United States Attorney for the District of Wisconsin
- In office 1853–1857
- President: Franklin Pierce
- Preceded by: George W. Lakin
- Succeeded by: Don A. J. Upham

Member of the Wisconsin Senate from the 8th district
- In office January 1, 1853 – January 1, 1854
- Preceded by: Thomas Bowen
- Succeeded by: Levi Grant

Member of the Wisconsin Senate from the 16th district
- In office January 1, 1852 – January 1, 1853
- Preceded by: Orson S. Head
- Succeeded by: Joel C. Squires

Member of the Wisconsin State Assembly from the Milwaukee 1st district
- In office January 1, 1863 – January 1, 1864
- Preceded by: Henry L. Palmer
- Succeeded by: Levi Hubbell

Personal details
- Born: John Randolph Sharpstein May 3, 1823 Richmond, New York, U.S.
- Died: December 28, 1892 (aged 69) San Francisco, California, U.S.
- Spouse: Catherine C. Crittenden ​ ​(m. 1845)​
- Children: 4

= John Sharpstein =

American lawyer and judge (1823–1892)

John Randolph Sharpstein (May 3, 1823 - December 28, 1892) was an American lawyer and judge. He was an associate justice of the Supreme Court of California for twelve years, and previously served as a member of the Wisconsin State Senate and Wisconsin State Assembly.

==Biography==
Sharpstein was born on May 3 or May 23, 1823 in Richmond, New York. In 1847, he moved to Sheboygan County, Wisconsin.

Sharpstein was a member of the Wisconsin State Senate from 1852 to 1853, representing the 16th district in 1852 and the 8th district in 1853. He was a member of the Wisconsin State Assembly in 1863.

Sharpstein was a District Attorney of Sheboygan County and of Kenosha County, Wisconsin. From 1853 to 1857, he was U.S. Attorney of Wisconsin. In 1854, he represented the government in the fugitive slave cases, Ableman v. Booth and United States v. Booth (18 How. 476, 21 How. 506), appealing up to the Supreme Court of the United States, where Chief Justice Roger Taney wrote the unanimous opinion. In April 1857, Sharpstein became Postmaster of Milwaukee, Wisconsin, and then was a delegate to the 1860 Democratic National Convention.

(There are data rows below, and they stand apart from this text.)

PR #360, opened 2025-07-14
Add support for previewDeploymentsDisabled in project

blurrah:
This adds the `previewDeploymentsDisabled` boolean flag which can be used to completely disable preview deployments for a project.


blurrah:
Closing due to this field only being available on project update (PATCH) not on creation.

PR #397, opened 2025-09-18
Add Vercel Drain resource

lukahartwig:


vercel/data_source_drain.go
```diff
@@ -0,0 +1,387 @@
+package vercel
```
dglsparsons, line 1: needs tests :)

lukahartwig:
Will re-open when I have time to finish it.

PR #409, opened 2025-10-21
fix: Handle existence operators (ex/nex) in firewall rules

SIGTERM-015:
## Fix

The issue was that the code assumed `condition.Value` is always a string, but for existence operators the API returns `null` or empty string (since these operators only check if a field exists, not its value).

Changes:
- Added `isExistenceOp()` helper to identify `ex`/`nex` operators
- Updated `fromCondition()` to handle nil values safely
- Modified `Conditions()` to send empty string to API for existence operators
- Added tests for existence operators

## Usage

Now you can create rules with existence operators without crashes:

```hcl
resource "vercel_firewall_config" "example" {

  rules {
    rule {
      name = "require_auth"
      action = { action = "deny" }
      condition_group = [{
        conditions = [{
          type = "header"
          op   = "nex"
          key  = "Authorization"
          # no 'value' field needed
        }]
      }]
    }
  }
}
```

Tested with real API - creating, reading, and importing configs all work now.

### DIFF
--- a/docs/resources/firewall_config.md
+++ b/docs/resources/firewall_config.md
@@ -78,7 +78,8 @@ resource "vercel_firewall_config" "example" {
             # Note: no 'value' field needed for existence operators (ex/nex)
             type = "cookie"
             key  = "_session"
-            op   = "nex"
+            neg  = true
+            op   = "ex"
         }]
       }]
       action = {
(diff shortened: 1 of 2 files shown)


dglsparsons:
Hey @SIGTERM-015 - thanks for raising this. 

The changes LGTM, I've just asked our firewall team to verify them, too, so i'll be back as soon as they've had a look. 

Really appreciate these contributions.

SIGTERM-015:
And when will that be? 
I have no intend to rush but I'm using this changes in prod and my team is having to use dev overrides pointing to the binaries I have compiled. 
It's not a big deal but the sooner I get rid of that the better.


Thanks for the quick merge btw <3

In 1864, Sharpstein moved to California, was admitted to the California bar in January 1865, and began practicing law there. In 1872, he published a book on insurance law. In January 1874, Governor Newton Booth appointed Sharpstein a judge of the Twelfth District Court in California, replacing Elisha W. McKinstry. In October 1875, he ran for election on the Republican ticket but lost the election to the district court to William E. Daingerfield.

In October 1879, when adoption of a new constitution required elections for all Supreme Court seats, Sharpstein was nominated by Democratic and Workingmen's Parties and won a position as associate justice. When the term began January 5, 1880, the justices drew lots to determine their length of term, and he and Erskine M. Ross both drew three-year terms. In November 1882, both Ross and Sharpstein were re-elected on the Democratic ticket to 12-year terms. Among Sharpstein's notable opinions is Tape v. Hurley, 66 Cal. 473 (1885), holding the City of San Francisco excluding a Chinese child from public school violated the California Constitution. In July 1886, former Chief Justice David S. Terry filed a petition which unsuccessfully sought the removal of both Chief Justice Robert F. Morrison and Sharpstein on the basis of incompetence due to age.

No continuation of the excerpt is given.